PR #77, opened 2024-05-15
Fixup: Rename -application-name to just -app for consistency

briancain:

Other HCP commands use -app for the app name, and it's much less typing than -application-name. This simplifies this flag value.

### How I've tested this PR:

Built and validated the flag name changed, updated the tests and saw they passed.

Same ☝🏻 

### Checklist:

### DIFF
--- a/internal/commands/waypoint/add-ons/create.go
+++ b/internal/commands/waypoint/add-ons/create.go
@@ -59,7 +59,7 @@ $ hcp waypoint add-ons create -n=my-addon -a=my-application -d=my-addon-definiti
 				},
 				{
 					Name:         "app",
-					DisplayValue: "APP-NAME",
+					DisplayValue: "NAME",
 					Description:  "The name of the application to which the add-on will be added.",
 					Value:        flagvalue.Simple("", &opts.ApplicationName),
 					Required:     true,
--- a/internal/commands/waypoint/add-ons/create.go
+++ b/internal/commands/waypoint/add-ons/create.go
@@ -58,8 +58,8 @@ $ hcp waypoint add-ons create -n=my-addon -a=my-application -d=my-addon-definiti
 					Required:     true,
 				},
 				{
-					Name:         "application-name",
-					DisplayValue: "NAME",
+					Name:         "app",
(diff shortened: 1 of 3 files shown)


internal/commands/waypoint/add-ons/create.go
```diff
@@ -58,8 +58,8 @@ $ hcp waypoint add-ons create -n=my-addon -a=my-application -d=my-addon-definiti
 					Required:     true,
 				},
 				{
-					Name:         "application-name",
-					DisplayValue: "NAME",
+					Name:         "app",
+					DisplayValue: "APP-NAME",
```
codergs, line 62: nit: vaultsecrets were advised to keep it at NAME only

internal/commands/waypoint/add-ons/create.go
```diff
@@ -58,8 +58,8 @@ $ hcp waypoint add-ons create -n=my-addon -a=my-application -d=my-addon-definiti
 					Required:     true,
 				},
 				{
-					Name:         "application-name",
-					DisplayValue: "NAME",
+					Name:         "app",
```
codergs, line 61: I wonder since this is a breaking change, how about we add both into the mix for some period of time, and then let users drift away. Not sure if it is possible, but when specified both could update the same underlying var.

briancain: I don't feel like that's worth the maintenance effort. Maybe if this CLI had been around for years sure, but at this point it's brand new (not to mention Waypoint is still in beta) so I'd rather make the breaking change than maintain two flags for backwards compatibility right now. I do appreciate the suggestion though!

internal/commands/waypoint/add-ons/create.go
briancain: Got it, fixed in [fbe2710](https://github.com/hashicorp/hcp/pull/77/commits/fbe271054a7e05d97b1168d5e6ecb166d9ccc9f3)

codergs (approved):
LGTM. Please fill the description section if possible 👍

paladin-devops (approved):
The add-on-appening! ✅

____

WHAT IS BEING ASKED: Give only the number of lines in the preceding data that include the word "codergs".

TASK ANSWER: 3